There is a lot more that can be done but that's just to complicated and in 99.9% just not necessary for a private person. Depends on your data and if there are other people interested in having these data. But for a normal user the mentioned  three things should be enough.

Just to make it clear: It's not very complicated to 'break' fixed MAC or WEP if you have some time. But why should someone invest several days if there is an open net a few blocks away 

But maybe you would like to wait a few days until starting to secure the net. Maybe you want to monitor your own networ traffic for 'unusual' data. If this is your own network and no other persons (legally) connected there (or they agree to be monitored) you can use a sniffer to watch the traffic. So if another person use your network you can see it.
But I'm not giving a step by step solution here as this could easily be used for non legal monitoring etc. But maybe a search engine will help there or you can contact me directly.


----------



## rubingr (May 3, 2005)

Guys I appreciate the info, but I really need to know how to secure it, not just what to do. I am an attorney, and need to be pretty sure that the network is off limits to other people to keep my clients data secure. I have a pretty good firewall, firevault turned on, and all the individual files are password protected and encripted on top of that, but I really would prefer to choak off that access point to my computer if possible.


----------



## Lycander (May 3, 2005)

rubingr said:
			
		

> but I really need to know how to secure it, not just what to do.

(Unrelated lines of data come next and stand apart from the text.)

PR #13, opened 2022-11-16
Handle CAN communication for UART and USB

KmakD:


panther_driver/src/panther_can.py
```diff
@@ -172,19 +198,113 @@ def query_runtime_stat_flag(self) -> Generator:
...
-        
\ No newline at end of file
+    def _configure_tpdo(self):
+        with self._lock:
+            for motor_controller in self._motor_controllers:
+
+                try:
+                    motor_controller.can_node.tpdo.read()
+                except canopen.SdoCommunicationError:
+                    rospy.logwarn(f'[{rospy.get_name()}] Failed to read TPDO configuration.')
```
pkowalsk1: This warning pops up every time the driver is started, even though everything is running as planned. Is there anything we can do about it? E.g. to make the first warning pop up after 2-3 read attempts.

panther_driver/src/driver_node.py
```diff
@@ -280,7 +295,7 @@ def _decode_fault_flag(self, flag_val: int) -> FaultFlag:
         ref_flag_val = 0b00000001
 
         msg = FaultFlag()
-        msg.can_net_err = self._panther_can.can_connection_correct()
+        msg.can_net_err = not self._panther_can.can_connection_correct()
```
pkowalsk1: `can_connection_correct()` method is used only for detecting errors and each time is preceded by `not`. Maybe it would be better to rename it `can_connection_error()` and update returned boolean stating?

pkowalsk1 (approved):

pkowalsk1 (changes requested):
Small changes

pkowalsk1 (approved):

PR #22, opened 2022-11-24
add battery counting fnc

pkowalsk1:


panther_battery/src/adc_node.py
```diff
@@ -108,6 +110,16 @@ def _battery_timer_cb(self, *args) -> None:
...
 
+    def _check_battery_count(self) -> int:
+        try:
+            V_temp_bat_2 = self._get_adc_measurement(
+                    path="/sys/bus/iio/devices/iio:device0/in_voltage0_raw", LSB=0.002, offset=0
+                )
+        except:
+            rospy.logerr(f'[{rospy.get_name()}] Battery ADC measurement error excep')
+        
+        return 1 if V_temp_bat_2 > BAT02_DETECT_THRESH else 2
```
KmakD: If reading ADC will fail it will most likely throw error due to absence of `V_temp_bat_2`. If we want node to continue, specify default value, I would also add logwarn saying something like "Failed to evaluate battery count, using default value: 1/2"

KmakD (changes requested):

KmakD (approved):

Er... no offense but that statement is redundant.

If you're that concerned about protecting your data, don't even give that machine any network connectivity. Doesn't matter if it's wired or wireless. That's the only secure way. At work we use laptops for private data and they get locked up in a closet or desk drawer.

You should still do the things already suggested to keep people off your network. Suppose someone gets on your network, uses your Internet connection to download stuff off of P2P networks, guess who's door the Feds will come knocking on?


----------



## rubingr (May 4, 2005)

Ok, let me try to be a bit clearer... I know that I need to encrypt the network, but I don't know how to encript the data. Meaning that I don't know the stept to take to ensure that the data is encrypted. 
  Keeping the laptop off the network isn't practical, nor necessary. While the data does need to be secure, the only requirement is that resonable methods are taken to ensure the data is secure, not to make it impossible to access by a dedicated hacker. I am just trying to figure out how to prevent someone from just grabbing the file out of the air and opening it.


----------



## The Ghost (May 5, 2005)

Do just one thing. Enable WPA encryption. In doing so, use any easy to remember 8 character alphnumeric password. Enable WPA using your AirPort Extreme's interface.


----------



## elander (May 6, 2005)

Start your "Airport Administrator" application (should be in your "Utilities" folder inside the "Applications" folder).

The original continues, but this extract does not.